WHAT YOU WILL DO ▸
Filter the entries below, keeping only lines with the word "where".

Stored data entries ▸
PR #15881, opened 2024-05-15
Remerge after revert

d22mikwe:
[a22edvbu](https://github.com/a22edvbu) commented [yesterday](https://github.com/HGustavs/LenaSYS/pull/15721#issue-2295179803) • 
Added an edit column and option to users in accessed.php. The cogwheel will show a box where users can be edited (this is yet to be implemented, but a placeholder will show).

image

To test this, you can use this link: http://localhost/LenaSYS/DuggaSys/accessed.php?courseid=2&coursevers=97732
Click on the cogwheel and see if the popup will show. This should also be tested for newly created users, which can be made from the fab button. @a22edvbu

### DIFF
--- a/DuggaSys/accessed.js
+++ b/DuggaSys/accessed.js
@@ -90,6 +90,10 @@ function leaves() {
 	$('#dropdowns').css('display', 'none');
 }
 
+function showEditUserPopup(id) {
+	$("#editUser").css("display", "flex");
+}
+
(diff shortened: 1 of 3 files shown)


d22mikwe:
New users cannot be shown yet due to reverts of previous issues

a22edvbu (approved):
Really good code, my compliments to the programmer! Great work!

PR #15883, opened 2024-05-15
(Doing this again cause some error) DeleteButton scales with size and zoomfact

b22davbe:
The deleteButton now scales with the size of the element and the zoomfact but with a max-size of 40 and a min-size of 15 (when zoomed out it becomes to small otherwise). i also placed the deletebutton just outside the edge of the bounding box instead of over it so it doesn't overlapp with the upper-right node that would sometimes result in deleting an element instead of resizing it.

Also made the code for calculating the bounding box shorter and more effective


a21liltr (approved):
lgtm.

PR #15884, opened 2024-05-15
(Doing this again cause some error) Updated options for IE-lines

b22davbe:
Changed the options available for IE-lines because the problem that the issue described shouldn't be possible in IE because its just the symbols that should be on the lines using this notation.


a22solmi (changes requested):
The issue is to move labels so that they don not intersect but you have removed labels all together. I think this is correct as IE uses cardinality on arrows but it is not what the issue intended. I need some input from group leader before I can aprove

a21liltr (approved):
> The issue is to move labels so that they don not intersect but you have removed labels all together. I think this is correct as IE uses cardinality on arrows but it is not what the issue intended. I need some input from group leader before I can aprove

IE should not have cardinality so removing is fine. The labels have been moved on the weekly branch and does not overlap, so as a solution this is accepted.

PR #15888, opened 2024-05-16
Balanced the size for the different elements for issue #15084, new branch/PR

a23ponek:
Changed the default sizes for the UMLRelation, ERAttr and IERelation in the defaults.js file for the new weekly branch.

Link to issue:
https://github.com/HGustavs/LenaSYS/issues/15084


a22vioja:
Change requests from: #15501 and #15443 . Closes issue #15084

a23ponek:
Changed the width/height for the elements in elements.js instead, reason was that a logical change had been made to elements and it is now its own class. See my latest commit: 1e7f5ee

a22solmi (approved):
The element changed are quite large but they are consistent with eachother

PR #15893, opened 2024-05-16
If a user is logged out in profile.php, they should be taken to the home page and no errors should appear

a22oscja:
Copied over previously merged changes and made sure they still worked.

See #15546 for more detailed information.

**Testing:**
- Go to profile, you may be stopped by requiring a secure http connection - to solve this, comment out lines 212-214 in profile.js
- log out
- see if it takes you to homepage or not
- the pushnotification changes are harder to test, but the box at the bottom of profile saying "Notifications subsystems not installed, notifications unavailable." means that it has fully ran without crashing, although it can be more in-depth tested through console logging in InitialiseState in pushnotifications.js, again see the other pull request for more info.

### DIFF
--- a/DuggaSys/profile.php
+++ b/DuggaSys/profile.php
@@ -24,7 +24,13 @@ pdoConnect();
 	<script src="../Shared/dugga.js"></script>
 	<script src="profile.js"></script>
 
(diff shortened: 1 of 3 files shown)


a22moamy (approved):
Works great!

PR #15894, opened 2024-05-16
[re-merge] Added a confirm toast to the toast roster G3 2024 v7 #14813

a22edvbu:
@a22edvbu commented [May 10, 2024] (https://github.com/HGustavs/LenaSYS/pull/15574#issue-2289339746) •

Now there is a confirm toast available to be used among the rest of the toasts. I did this through adding additional elements to toastContainer that shows the two buttons (thanks Moa). To pass the arguments for the buttons, the last two arguments in the toast functioned are used for this (arguments and arguments2).

329528532-6be947c8-93f3-4006-b6f7-8e971af787d2

To call this function, you just add the following code to a php-file that implements toast.php (for example courseed.php):
```javascript
toast("confirm", "Are you sure you want to do that?", 0, "", "");
```

### DIFF
--- a/Shared/css/blackTheme.css
+++ b/Shared/css/blackTheme.css
@@ -1372,4 +1372,8 @@ border-left: 14px solid var(--color-sectioned-table-hi);
 .error {
   background-color: rgb(243, 129, 129);
 }
+
+.confirm { 
+    background-color: #ecf7ff;
+}
 /*/ END /*/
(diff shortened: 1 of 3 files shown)


a22moamy (changes requested):
Toast does not close when pressing yes or no

a22moamy (approved):
Looks good now!

PR #16279, opened 2024-08-23
fixed the issue

a21sahfa:
added a speed factor variable to control the speed of the elements in all four directions meaning right, left, up and down

### DIFF
--- a/DuggaSys/diagram.js
+++ b/DuggaSys/diagram.js
@@ -664,85 +664,89 @@ document.addEventListener('keydown', function (e) {
     }
 
     // Moving object with arrows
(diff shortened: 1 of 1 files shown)


a21sahfa:
https://github.com/user-attachments/assets/182e56f9-a081-4a62-b072-63573e589a21

this is how you test it, you can change the speed factor variable to make it as fast as you want on line 668 
  const speedFactor = 10; // Change this to any value greater than 1 to increase speed

a21sahfa:
if you use a negative speed factor lets say -10 the element will move at the same speed as 10 but in the opposite direction.

PR #16281, opened 2024-09-19
found the issue and added a fix

d22hanol:
The problem was that the normal line that usually connects two object would be drawn behind the elements. This was also not just a problem for the SD entities but for all the entities. By adding a clause that checks if the line type is not a recursive this was then fixed


d22hanol:
this did not fix issue for the other entities, fixing the issue again and requesting a new pull

PR #16282, opened 2024-09-19
recursive arrow issue fix

d22hanol:
The problem was that the normal line that usually connects two object would be drawn behind the elements. This was also not just a problem for the SD entities but for all the entities. By adding a clause that checks if the line type is not a recursive this was then fixed


d22hanol:
The previous issue connected to the recursive arrows has now been fixed, nothing else has been destroyed in the process.

PR #16284, opened 2024-09-19
kompletering-d22hanol-15229

d22hanol:
When converting the wordlistid and boxcontent columns in box table to be added dynamically  I realized that the kind column in filelink also needed to be dynamically inserted. This is why i also fixed the filelink insertion in this issue.


d22hanol:
I can't find anything that broke when this implementation was used to fix the issue.

PR #16285, opened 2024-09-20
Kompletering-d22hanol-16283

d22hanol:
arrows were not visible as there was another layer put on top of them. Additionally they were too small and pointed in the wrong direction, this is now fixed.


d22hanol:
Arrows are now visible and I cannot find anything that became bugged because of this

PR #16322, opened 2025-04-08
Moving code from Pullrequest #16181 

a23carpa:
Copying code from pull request  #16183 for issue #16181 to new branch to be merged later.

There issue was to fix the Eye button so you could hide the viability of crossed over tests.
And from what I've tested it does its job.
image

### DIFF
--- a/DuggaSys/sectioned.js
+++ b/DuggaSys/sectioned.js
@@ -29,6 +29,7 @@ var numberOfItems;
 var backgroundColorTheme;
 var isLoggedIn = false;
 var inputColorTheme;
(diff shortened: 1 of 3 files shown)


a23aleva (commented):
The eye symbol seems to be working as intended as it hides crossed over tests when clicked and makes them reappear when clicked again. This is something that doesn't work in the master branch. However, there is a "ghost" button (with unknown purpose) in master that seems to disappear when this new code is applied. This might not be the intention.

_Original master_
image

_New version_
image

_New version after hide button click_
image

PR #16324, opened 2025-04-08
Implement debouncing for event listeners to improve performance.

a23gabst1:
I took an older PR (#16248) and fit it with the updated version of 2025. This update  impoves performance by minimzing unnecessary and redundant executions.


a23kevre (approved):
This made performance better even if it just was a little bit.

PR #16325, opened 2025-04-08
Solution for text not fitting in the "note" and "UML super state" elements 

b23ebbst:
Text in the UML super state and note elements are fixed to fit within their containers

Taken from the old pull request #16264, and fit with the updated version for 2025. The text in "note" and "UML super state" are fixed to be able to handle longer text . The note element adjusts to fit the content without overlapping the borders, and the UML super state ends with an elipsis ("...").

image


a22abdjo (approved):
Works as accepted and can be merged.

PR #16333, opened 2025-04-09
2025 Grupp 1 Integrating pull request from #16236

a23carpa:
Tested and implemented the solution from pull request #16236, so it can me merged with Master.


b23danhe (approved):
Tested and works as promised! Tested in Firefox and Safari.

PR #16349, opened 2025-04-09
Update line.js

a23matsh:
There was no function for Straight type so I added another if and else if statement containing the functionality for Straight type, the same as Segmented


a23aleva (changes requested):
While the arrows do appear on straight lines after the fix they do not line up with the inclination of the actual line. So the arrows aren't invisible anymore but the solution is somewhat ugly. Also, the initial state of the straight line starts with an arrow already set while it should perhaps start clean with no set arrows on either end.

_Old version_
image

_Fixed version_
image

a23matsh:
Changed the functionality in line.js of how the arrow rotates for a more adaptive look when moving around the entities and also set z-index on svgbacklayer so arrows appear above boxes in update.js. It now works better than before but still not perfect.

image

Issue #16224, opened 2024-07-21
Almost all elements jump around when clicked and are in 'snap to grid' mode.


b22samer:
Description: Almost all elements jump up a few pixels when clicked while the 'snap to grid' mode is enabled.

Job: Make sure that the elements do not jump up when clicked on while the 'snap to grid' mode is enabled.

https://github.com/user-attachments/assets/77cd0f6e-5146-4924-ae2b-4791f1993fb9

b22samer:
I found out that as soon as you try to move the element with the mouse while snap to grid is enabled, the element jumps up. It doesnt only happen when you click on the element but also while moving it.

PR #16361, opened 2025-04-09
Updated theme.js

d22abdha:
issue #16224.
Elements no longer jump when 'snap to grid' is active. Replaced hardcoded condition for EREntity with all different element type check. Changed also the top position calculation to stop elements from jumping when clicked in 'snap to grid' mode.


a23miksk (approved):
The snap function now works better where it wont snap weirdly when starting to drag the element.

Issue #16455, opened 2025-04-11
The "hitbox" for some object does not match the object it self


b23danhe:
The "hitbox" for some object does not match the object it self. It seems to apply on all shapes that are tilted or not a square. This makes it unable to place elements within a certain distance from other elements.

https://github.com/user-attachments/assets/c5d8b0bc-4b67-4960-971e-76bcc975f07b

PR #16611, opened 2025-04-15
G1 2025 v2 #16455 the hitbox for some object does not match the object it self

a23aleva:
Solved the hitbox issue for the ER Relation element. Its angled side can now be placed closer to other elements without the collision detection kicking in to reject its position.

https://github.com/user-attachments/assets/5e5002b9-21fb-453b-82aa-14c6e09843fb


a22abdjo (approved):
Hitbox issue has been tested and can now be confirmed that the ER relation element can now be placed closer to other elements without the collision detection kicking in.

PR #16615, opened 2025-04-15
Connect name query to database - Issue #16570

### LINKED ISSUE #16570: Endpoint directory name query database connection
The name query file in microservices/endpointDirectory is not completed, it has communication with the endpointDirectory file, but right now it only sends the same array no matter what the parameter in GET is.

Fix the connection to the database and use the query to correctly return the information from the database,

a20artje:
Added a database connection to name query, now correctly checks database for data.
To test open /endpointDirectory/EndpointDirectory.php and add ?name=example_ms at the end of the url.
Need to install db and fill with data first.

This error is normal and will be fixed by another issue.
Fatal error: Uncaught Error: Call to undefined function render() in C:\xampp\htdocs\LenaSYS\DuggaSys\microservices\endpointDirectory\endpointDirectory.php:32 Stack trace: #0 {main} thrown in C:\xampp\htdocs\LenaSYS\DuggaSys\microservices\endpointDirectory\endpointDirectory.php on line 32

fixes #16570

### DIFF
--- a/DuggaSys/microservices/endpointDirectory/nameQuery.php
+++ b/DuggaSys/microservices/endpointDirectory/nameQuery.php
@@ -2,14 +2,19 @@
 
 function getServicesByName($name){
     //get names from database
-/*
+    $dbFile = __DIR__ . '/endpointDirectory_db.sqlite';
+    $pdo = new PDO('sqlite:' . $dbFile);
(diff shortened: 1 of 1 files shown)


a23axehe (approved):
Code works, solves issue by enabling searching for microservices in endpointdirectory_db.sqlite by name. OK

TASK ANSWER ▸
Added an edit column and option to users in accessed.php. The cogwheel will show a box where users can be edited (this is yet to be implemented, but a placeholder will show).
The snap function now works better where it wont snap weirdly when starting to drag the element.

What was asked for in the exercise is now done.